Cage The Elephant - Social Cues - Albums - Reviews - Soundblab

Cage The Elephant - Social Cues

by Mark Moody Rating:4 Release Date:2019-04-19
Cage The Elephant - Social Cues
Cage The Elephant - Social Cues

Mercifully the last song on Cage The Elephant’s fifth studio album, Social Cues, is called ‘Goodbye’ and as hoped for it’s the last song on the band’s foray into full-blown arena rock territory.  When the producer, engineer, and mixer are all named in the press release it’s fair warning.  Fair warning that what you are about to experience is over-produced, over-engineered, and over-mixed (if that’s a thing).  In the battle for technical dominance over the band anything remotely Cage The Elephant-y about these songs is lost somewhere deep in the mix.  Don’t come here looking for the next wistfully perfect tune like ‘Cigarette Daydreams’.  Even a harder-edged classic like ‘In One Ear’ has little in common with the dialed up bombastics of what’s on display on Social Cues

There are a couple of diamonds buried in the rough here, but they are few and far between.  The hooky chorus of breakup song ‘Ready To Let Go’ manages to crawl out from the ashes of its Pompeii themed setting.  A few of the earlier songs like ‘Skin and Bones’ would probably emerge better in a stripped down setting like on 2017’s live album Unpeeled and ‘Black Madonna’ has a Raconteurs’ vibe going for it.  For one of the best live touring bands out there, maybe a few of these songs can be salvaged on stage.  If you had to pick the best track, the wavery ‘Ashes to Ashes’ sound of the title song makes it the standout track.  Its chorus of “hide me in the backroom, tell me when it’s over” makes for a good strategy over the rest of the album.

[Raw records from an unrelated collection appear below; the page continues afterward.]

PR #3531, opened 2021-04-27
prevent "CSRF token verification failed!" error

amigthea:
the ssl configuration was incomplete, I implemented the necessary parameter

### DIFF
--- a/contrib/nginx/zammad_ssl.conf
+++ b/contrib/nginx/zammad_ssl.conf
@@ -94,6 +94,7 @@ server {
     proxy_set_header Connection "Upgrade";
     proxy_set_header CLIENT_IP $remote_addr;
     proxy_set_header X-Forwarded-For $proxy_add_x_forwarded_for;
+    proxy_set_header X-Forwarded-Proto	$scheme;
     proxy_read_timeout 86400;
     proxy_pass http://zammad-websocket;
   }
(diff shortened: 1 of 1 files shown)


MrGeneration:
Sorry, but we decided that we will not provide such workarounds within the default configuration. 
You can read more on the reasons why here:
https://github.com/zammad/zammad/issues/2829#issuecomment-757861101

The docker-compose in fact already supports this:
https://github.com/zammad/zammad-docker-compose/blob/master/containers/zammad/docker-entrypoint.sh

See also:
* https://docs.zammad.org/en/latest/getting-started/configure-webserver.html
* https://docs.zammad.org/en/latest/install/docker-compose/environment.html

amigthea:
but that's a loop!

1) the default installation is on http
2) to switch to https on docker compose we need to provide an additional .conf file because the default one (/etc/nginx/sites-enabled/default) is overwritten at every container restart, making your entrypoint workaround useless because it will not apply to the additional ssl .conf
3) the default template of the ssl .conf file don't provide that mandatory parameter
4) ???

MrGeneration:
Nevermind me, sorry. You're right. The directive is absolutely missing while it's available (and required) for running the instance without issues. No idea why this was never added. 

I was going to reference another reverted PR but saw that variables are different.

@mantas could you please take over?

mantas:
@monotek do you mind to take a quick look?

monotek (approved):

monotek:
LGTM

mantas:
Hi @Azertooth,

Your PR is now merged with the commit above. Thank you for your contribution!

PR #3555, opened 2021-05-11
ogg preview with html5 audio control

hugodeco:
untitled


mgruner:
Hi @hugodeco. Thanks a lot for your proposal and your improvement that makes the usability of Zammad better! We believe this is a good solution for your use-case and could be distributed e. g. via an addon.
The handling of attachments is something that needs to be improved in general, and with an appropriate architecture in place that supports many use-cases. Since the PR does not provide such a new structure but focuses on a particular use-case, we cannot merge it into the Zammad core at this point. Therefore I'll close it now; it will stay available here for reference.
Thanks and best regards, Martin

The industrial machinations of the opening ‘Broken Boy’ are met with the sped up melody of ‘Turning Japanese’.  If you hadn’t read the liner notes, there’s no way to pick Matt Schultz’ voice out of the wreckage.  And speaking of Japanese, the penultimate track ‘Tokyo Smoke’ has a mildly offensive ‘Chopsticks’ type thing going on.  Maybe funny back in the days of Hong Kong Phooey, but it just comes off as juvenile here. 

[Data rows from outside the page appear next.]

PR #9034, opened 2022-05-24
feat: [FFM-2706]: Flag listing

knagurski:
This PR refactors the Target Group detail page Flag listing to extract it to a reusable component for use in both the Target Group detail page and the Target detail page. This PR also adds support for disabling the form due to RBAC and Plan Enforcement issues and fixes an overflow issue that effects the left bar.

|Before|After|
|------|------|
|Before|After|

Refs [FFM-2706](https://harness.atlassian.net/browse/FFM-2706)

### Additions
- 

### Changes
-


knagurski:
trigger cypress

nanaxuHarness (approved):

azharness (approved):

src/modules/75-cf/pages/target-detail/components/FlagSettings/FlagSettings.tsx
```diff
@@ -0,0 +1,108 @@
...
+    },
+    [initialValues, patchTarget, refetchFlags, showError]
+  )
+
+  if (loadingFlags) {
+    return <ContainerSpinner flex={{ align: 'center-center' }} />
+  }
+
+  if (flagsError) {
+    return <Page.Error message={getErrorMessage(flagsError)} onClick={() => refetchFlags()} />
```
Harness-JKhattak, line 94: In the onClick, could you call "refetchFlags" directly without the anonymous function?

```suggestion
    return <Page.Error message={getErrorMessage(flagsError)} onClick={refetchFlags} />
```

Harness-JKhattak (approved):
🦣  PR. Looks good though, I like how your module is structured and want to get ours towards that as well.

Only could spot a couple of very minor things 👍

src/modules/75-cf/pages/target-detail/components/FlagSettings/FlagSettings.tsx
knagurski: Looking at the `PageError` component, the `onClick` is just passed on directly from a `Button` component, so it'll pass the click event as the 1st argument. The `refetchFlags` function accepts an argument to override the original request params. So doing it direct would pass the click event as the override request params and who knows what it would do then 🤪

Harness-JKhattak: Only one way to find out 💥

PR #9296, opened 2022-06-07
feat: [PL-25725]: Adding Uts for GitSyncForm

sunnykesh-harness:
##### Screenshots:

- Jest: `retrigger jest`
- ESLint: `retrigger eslint`
- Build: `retrigger build`
- Rebase: `trigger rebase`
- Cypress: `trigger cypress`


src/modules/10-common/interfaces/GitSyncInterface.ts
```diff
@@ -35,3 +35,25 @@ export const Entities: Entity = {
   SERVICE: 'Service',
   TEMPLATE: 'Template'
 }
+export interface PipelineInfoConfigWithGitDetails extends PipelineInfoConfig {
```
chetanvekariya-harness, line 38: No point in keeping these in common file, if they are not used anywhere else except pipeline create.
Also, if they are used for many entities and we want to keep them in common file then we should rename these to some generic name

chetanvekariya-harness (dismissed):

src/modules/10-common/interfaces/GitSyncInterface.ts
sunnykesh-harness: ok, have not moved them now. But, these interfaces might be required in test files too.

PR #9574, opened 2022-06-21
fix: [FFM-3714]: Display delete variation buttons for multivariate flags

knagurski:
This PR ensures that the delete variation buttons are shown for multivariate flags. Previously the button was visually hidden, but still interactive only when there were 2 variations. This PR also switches to use the `FieldArray` component and helpers, moves the title to the `title` prop and adds some missing tests.

|Before|After|
|------|------|
|Before|After|

Refs [FFM-3714](https://harness.atlassian.net/browse/FFM-3714)

### Additions
- added tests

### Changes
- moved title from `Heading` tag to the `title` prop of the modal
- removed custom code to remove a variation and replaced with `remove`
- removed custom code to add a variation and replaced with `push`
- removed visual-only hiding of delete buttons
- made delete variation button accessible
- optimised and un-skipped previously flaky test


crystal-fong (approved):
Nice work! 🔥

d1wilko (approved):
looks good :)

Guest artist Beck gets pulled through the mire on the faux-reggae ‘Night Running’ that somehow ended up a single.  Sounds like one the beach dads could play a little paddleball to while working down a case of diet hard seltzer.  After several listens, not much else here is of note, but things probably hit their lowest mark at the generically titled and sounding ‘Dance, Dance’ though you probably could in fact dance to it. 

It looks like Cage The Elephant are headed the big sound headliner way of bands like The Killers.  Social Cues does go down easier than what The Killers last offered up, but that’s not saying much. It’s sad to see the change in course for a band that was always good for more than a handful of rightfully retro songs each outing, but maybe this is how you survive and thrive in the current musical economy.  Hard to fault the grab for the brass ring, more Grammys, and football fields full of screaming fans, but in isolation, Social Cues is a soul-sucking change in direction.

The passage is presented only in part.